With the first line below as the start and the line containing "The second one" as the end, copy every line between them exactly, ends included.

[Start of section]

PR #3232, opened 2022-07-29
Add 212 deprecation message

rli:
## License


manodnyab:
Probably also need to change the MIN_VERSION value in MinimumVersionChange.kt

manodnyab (approved):

PR #3245, opened 2022-08-04
[CodeWhisperer] Send empty telemetry events for empty recommendations

andrewyuq:
1. There are two types of empty recommendations server could
return to the client. The first one is an empty list of recommendations.
The second one is a list of recommendations but some recommendations
are empty (strings). Previously we don't send user decision events
for both cases. This is resulting in a discrepancy between serviceInvocation
event and userDecision event per codewhispererSessionId. We decided to send
userDecision events for both. Additionally, for empty list, we just send
the event and stop early, since there isn't additonal things to render.
For empty recommendations, they will be kept in the state but not shown
to the users, and userDecision events for them will be sent later when
we send events for all recommendations we received on session close.

## Types of changes

## Checklist

## License


Will-ShaoHua (approved):
LGTM

rli (approved):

[End of section]

The completed task -
PR #3232, opened 2022-07-29
Add 212 deprecation message

rli:
## License


manodnyab:
Probably also need to change the MIN_VERSION value in MinimumVersionChange.kt

manodnyab (approved):

PR #3245, opened 2022-08-04
[CodeWhisperer] Send empty telemetry events for empty recommendations

andrewyuq:
1. There are two types of empty recommendations server could
return to the client. The first one is an empty list of recommendations.
The second one is a list of recommendations but some recommendations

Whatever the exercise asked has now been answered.